## [Problem statement]
Without skipping anything, write out each record below exactly.

## [Source data]
PR #843, opened 2022-03-16
[Docs] Update error message for no-static-element-interactions rule

### LINKED ISSUE #761: `no-static-element-interactions` message suggests adding a role, but not changing the element.
(sorry about the title, this is a very tough title to write)

The [docs for the no-static-element-interactions rule](https://github.com/jsx-eslint/eslint-plugin-jsx-a11y/blob/master/docs/rules/no-static-element-interactions.md) cover two common cases of needing a static element.

The message on error:
```
Static HTML elements with event handlers require a role.
```

This typically happens in pairs with `click-events-have-key-events`:
```
Static HTML elements with event handlers require a role. (jsx-a11y/no-static-element-interactions)
Visible, non-interactive elements with click handlers must have at least one keyboard listener. (jsx-a11y/click-events-have-key-events)
```

However, both the docs and message are dancing around an issue: _people use clickable divs because they don't know any better_. Making an interactive `div` accessible requires a minimum of 3 extra properties, plus all the keyboard event handlers on top of click handlers (and all the `keyCode` listening necessary to match the role). The best fix for this rule is almost always to change the static element into an interactive element, but the message sends people down a more difficult and verbose path.

Would you be willing to accept a change to have the message reflect this? I'm struggling with grammar consistency, but something like:
```
A static HTML element with an event handler requires a role, or should be replaced with an interactive element.
```

uncommon-type:
## Description

This PR updates error message for `no-static-element-interactions rule`. It recommends using native HTML whenever possible. If for some reason it is not, this PR suggests adding an appropriate role along with support for mouse, keyboard, and touch inputs to all interactive non-semantic elements.

## Related Issue

Closes #761   

## Acceptance Criteria
- [x] Recommend using native HTML whenever possible
- [x] Recommend adding to all interactive non-semantic elements an appropriate role as well as support for mouse, keyboard and touch input

## Type of Changes

|     | Type                       |
| --- | -------------------------- |
|    | :bug: Bug fix              |
|    | :sparkles: New feature     |
|    | :hammer: Refactoring       |
|    | :100: Add tests            |
|    | :link: Update dependencies |
|  ✓  | :scroll: Docs              |

### DIFF
--- a/__tests__/src/rules/no-static-element-interactions-test.js
+++ b/__tests__/src/rules/no-static-element-interactions-test.js
@@ -19,7 +19,7 @@ import ruleOptionsMapperFactory from '../../__util__/ruleOptionsMapperFactory';
 
 const ruleTester = new RuleTester();
 
-const errorMessage = 'Static HTML elements with event handlers require a role.';
+const errorMessage = 'Avoid non-native interactive elements. If using native HTML is not possible, add an appropriate role and support for tabbing, mouse, keyboard, and touch inputs to an interactive content element.';
 
 const expectedError = {
   message: errorMessage,
--- a/src/rules/no-static-element-interactions.js
+++ b/src/rules/no-static-element-interactions.js
@@ -29,7 +29,7 @@ import isNonInteractiveRole from '../util/isNonInteractiveRole';
 import isNonLiteralProperty from '../util/isNonLiteralProperty';
 import isPresentationRole from '../util/isPresentationRole';
 
-const errorMessage = 'Static HTML elements with event handlers require a role.';
+const errorMessage = 'Avoid non-native interactive elements. If using native HTML is not possible, add an appropriate role and support for tabbing, mouse, keyboard, and touch inputs to an interactive content element.';
 
 const domElements = [...dom.keys()];
 const defaultInteractiveProps = [


__tests__/src/rules/no-static-element-interactions-test.js
```diff
@@ -19,7 +19,7 @@ import ruleOptionsMapperFactory from '../../__util__/ruleOptionsMapperFactory';
 
 const ruleTester = new RuleTester();
 
-const errorMessage = 'Static HTML elements with event handlers require a role.';
+const errorMessage = 'Avoid non-native interactive elements. If using native HTML is not possible, add an appropriate role and support for tabbing, mouse, keyboard and touch inputs to an interactive content element.';
```
ljharb, line 22:
```suggestion
const errorMessage = 'Avoid non-native interactive elements. If using native HTML is not possible, add an appropriate role and support for tabbing, mouse, keyboard, and touch inputs to an interactive content element.';
```

src/rules/no-static-element-interactions.js
```diff
@@ -29,7 +29,7 @@ import isNonInteractiveRole from '../util/isNonInteractiveRole';
 import isNonLiteralProperty from '../util/isNonLiteralProperty';
 import isPresentationRole from '../util/isPresentationRole';
 
-const errorMessage = 'Static HTML elements with event handlers require a role.';
+const errorMessage = 'Avoid non-native interactive elements. If using native HTML is not possible, add an appropriate role and support for tabbing, mouse, keyboard and touch inputs to an interactive content element.';
```
ljharb, line 32:
```suggestion
const errorMessage = 'Avoid non-native interactive elements. If using native HTML is not possible, add an appropriate role and support for tabbing, mouse, keyboard, and touch inputs to an interactive content element.';
```

ljharb (approved):
Seems great!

## [Task output]
PR #843, opened 2022-03-16
[Docs] Update error message for no-static-element-interactions rule

### LINKED ISSUE #761: `no-static-element-interactions` message suggests adding a role, but not changing the element.
(sorry about the title, this is a very tough title to write)

The [docs for the no-static-element-interactions rule](https://github.com/jsx-eslint/eslint-plugin-jsx-a11y/blob/master/docs/rules/no-static-element-interactions.md) cover two common cases of needing a static element.

The message on error:
```
Static HTML elements with event handlers require a role.
```

This typically happens in pairs with `click-events-have-key-events`:
```
Static HTML elements with event handlers require a role. (jsx-a11y/no-static-element-interactions)
Visible, non-interactive elements with click handlers must have at least one keyboard listener. (jsx-a11y/click-events-have-key-events)
```

However, both the docs and message are dancing around an issue: _people use clickable divs because they don't know any better_. Making an interactive `div` accessible requires a minimum of 3 extra properties, plus all the keyboard event handlers on top of click handlers (and all the `keyCode` listening necessary to match the role). The best fix for this rule is almost always to change the static element into an interactive element, but the message sends people down a more difficult and verbose path.

Would you be willing to accept a change to have the message reflect this? I'm struggling with grammar consistency, but something like:
```
A static HTML element with an event handler requires a role, or should be replaced with an interactive element.
```

uncommon-type:
## Description

This PR updates error message for `no-static-element-interactions rule`. It recommends using native HTML whenever possible. If for some reason it is not, this PR suggests adding an appropriate role along with support for mouse, keyboard, and touch inputs to all interactive non-semantic elements.

## Related Issue

Closes #761   

## Acceptance Criteria
- [x] Recommend using native HTML whenever possible
- [x] Recommend adding to all interactive non-semantic elements an appropriate role as well as support for mouse, keyboard and touch input

## Type of Changes

|     | Type                       |
| --- | -------------------------- |
|    | :bug: Bug fix              |
|    | :sparkles: New feature     |
|    | :hammer: Refactoring       |
|    | :100: Add tests            |
|    | :link: Update dependencies |
|  ✓  | :scroll: Docs              |

### DIFF
--- a/__tests__/src/rules/no-static-element-interactions-test.js
+++ b/__tests__/src/rules/no-static-element-interactions-test.js
@@ -19,7 +19,7 @@ import ruleOptionsMapperFactory from '../../__util__/ruleOptionsMapperFactory';
 
 const ruleTester = new RuleTester();
 
-const errorMessage = 'Static HTML elements with event handlers require a role.';
+const errorMessage = 'Avoid non-native interactive elements. If using native HTML is not possible, add an appropriate role and support for tabbing, mouse, keyboard, and touch inputs to an interactive content element.';
 
 const expectedError = {
   message: errorMessage,
--- a/src/rules/no-static-element-interactions.js
+++ b/src/rules/no-static-element-interactions.js
@@ -29,7 +29,7 @@ import isNonInteractiveRole from '../util/isNonInteractiveRole';
 import isNonLiteralProperty from '../util/isNonLiteralProperty';
 import isPresentationRole from '../util/isPresentationRole';
 
-const errorMessage = 'Static HTML elements with event handlers require a role.';
+const errorMessage = 'Avoid non-native interactive elements. If using native HTML is not possible, add an appropriate role and support for tabbing, mouse, keyboard, and touch inputs to an interactive content element.';
 
 const domElements = [...dom.keys()];
 const defaultInteractiveProps = [


__tests__/src/rules/no-static-element-interactions-test.js
```diff
@@ -19,7 +19,7 @@ import ruleOptionsMapperFactory from '../../__util__/ruleOptionsMapperFactory';
 
 const ruleTester = new RuleTester();
 
-const errorMessage = 'Static HTML elements with event handlers require a role.';
+const errorMessage = 'Avoid non-native interactive elements. If using native HTML is not possible, add an appropriate role and support for tabbing, mouse, keyboard and touch inputs to an interactive content element.';
```
ljharb, line 22:
```suggestion
const errorMessage = 'Avoid non-native interactive elements. If using native HTML is not possible, add an appropriate role and support for tabbing, mouse, keyboard, and touch inputs to an interactive content element.';
```

src/rules/no-static-element-interactions.js
```diff
@@ -29,7 +29,7 @@ import isNonInteractiveRole from '../util/isNonInteractiveRole';
 import isNonLiteralProperty from '../util/isNonLiteralProperty';
 import isPresentationRole from '../util/isPresentationRole';
 
-const errorMessage = 'Static HTML elements with event handlers require a role.';
+const errorMessage = 'Avoid non-native interactive elements. If using native HTML is not possible, add an appropriate role and support for tabbing, mouse, keyboard and touch inputs to an interactive content element.';
```
ljharb, line 32:
```suggestion
const errorMessage = 'Avoid non-native interactive elements. If using native HTML is not possible, add an appropriate role and support for tabbing, mouse, keyboard, and touch inputs to an interactive content element.';
```

ljharb (approved):
Seems great!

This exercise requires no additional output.